As the answer, set down the lines below from the one containing "PR #1390, opened 2026-04-28" through the one containing "while compiling Boost", exactly and inclusively, and no others.

[Collected data]
------------

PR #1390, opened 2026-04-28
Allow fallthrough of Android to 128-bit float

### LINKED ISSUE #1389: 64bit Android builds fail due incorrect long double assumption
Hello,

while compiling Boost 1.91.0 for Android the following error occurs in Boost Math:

------------

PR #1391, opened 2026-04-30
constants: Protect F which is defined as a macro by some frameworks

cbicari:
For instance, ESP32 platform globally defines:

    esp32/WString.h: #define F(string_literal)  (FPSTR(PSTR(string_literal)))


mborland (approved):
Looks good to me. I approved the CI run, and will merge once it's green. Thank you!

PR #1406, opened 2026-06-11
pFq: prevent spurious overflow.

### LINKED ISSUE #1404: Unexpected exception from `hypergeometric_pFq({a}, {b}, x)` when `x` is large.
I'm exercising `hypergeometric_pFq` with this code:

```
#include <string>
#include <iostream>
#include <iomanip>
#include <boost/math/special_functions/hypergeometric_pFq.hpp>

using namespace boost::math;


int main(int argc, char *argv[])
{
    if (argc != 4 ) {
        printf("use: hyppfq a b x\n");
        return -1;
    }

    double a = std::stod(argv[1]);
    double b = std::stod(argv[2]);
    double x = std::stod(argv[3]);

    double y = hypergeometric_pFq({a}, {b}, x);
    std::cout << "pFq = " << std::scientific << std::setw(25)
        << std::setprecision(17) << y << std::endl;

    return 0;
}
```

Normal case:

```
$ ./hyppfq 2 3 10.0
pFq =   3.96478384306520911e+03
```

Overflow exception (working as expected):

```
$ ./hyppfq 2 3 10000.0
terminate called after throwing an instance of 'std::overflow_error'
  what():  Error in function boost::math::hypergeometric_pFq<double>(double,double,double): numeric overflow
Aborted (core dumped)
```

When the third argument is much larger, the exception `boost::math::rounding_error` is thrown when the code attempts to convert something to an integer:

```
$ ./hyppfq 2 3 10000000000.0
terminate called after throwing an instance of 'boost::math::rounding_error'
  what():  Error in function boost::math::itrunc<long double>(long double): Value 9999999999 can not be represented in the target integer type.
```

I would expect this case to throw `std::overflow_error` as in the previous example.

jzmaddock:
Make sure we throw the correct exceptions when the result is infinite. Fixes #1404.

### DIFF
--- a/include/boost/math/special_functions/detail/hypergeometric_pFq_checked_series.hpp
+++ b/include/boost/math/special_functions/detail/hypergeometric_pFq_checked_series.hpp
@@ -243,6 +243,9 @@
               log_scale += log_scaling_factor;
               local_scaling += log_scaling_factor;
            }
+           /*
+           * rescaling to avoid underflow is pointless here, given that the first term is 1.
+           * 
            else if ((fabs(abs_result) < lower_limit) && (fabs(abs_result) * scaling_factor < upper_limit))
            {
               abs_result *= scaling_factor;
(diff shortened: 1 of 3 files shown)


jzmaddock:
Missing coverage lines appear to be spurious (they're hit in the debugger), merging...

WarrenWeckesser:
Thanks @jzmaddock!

------------

[Your response]
PR #1390, opened 2026-04-28
Allow fallthrough of Android to 128-bit float

### LINKED ISSUE #1389: 64bit Android builds fail due incorrect long double assumption
Hello,

while compiling Boost 1.91.0 for Android the following error occurs in Boost Math:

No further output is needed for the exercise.